- Aim of the task -
Where does the word "into" show up in the records? Copy every line that holds it.

[Dataset entries]
>>

PR #6857, opened 2022-05-18
Refactor: Split options into multiple files

Azzurite:
Functionally, nothing should have changed. I purposefully choose a very coupled design (i.e. optionsPopup is being passed into all functions) just so I had to barely make any architectural changes.


SomeTroglodyte:
Like the idea, like the new package path.

Don't you hate those red traffic signs: image?

Makes me regret I didn't make a `open class TabbedPager.Tab : Table(BaseScreen.skin)` as mandatory type for addPage etc instead of a weak optional `interface TabbedPager.IPageExtensions`! Allowed me some laziness, now allows you some laziness... In other words: Top level non-extension fun's? :vomiting_face:  :stuck_out_tongue_winking_eye:

SomeTroglodyte:
> custom style

`.no-nl-marker { display: none; }`, a little easier on the browser.

> now for you

#6862

SomeTroglodyte:
Another look, and I still would prefer every page file to be a class, But that doesn't change that the idea is sound and a direct solution can always be refactored to a different technique later. I'll approve when conflicks gone.

SomeTroglodyte (approved):
> unconflicksed

No more [Oceans](https://www.urbandictionary.com/define.php?term=Con%20artist) [Eleven](https://www.urbandictionary.com/define.php?term=flicks)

<<

- Written answer -
Refactor: Split options into multiple files
Functionally, nothing should have changed. I purposefully choose a very coupled design (i.e. optionsPopup is being passed into all functions) just so I had to barely make any architectural changes.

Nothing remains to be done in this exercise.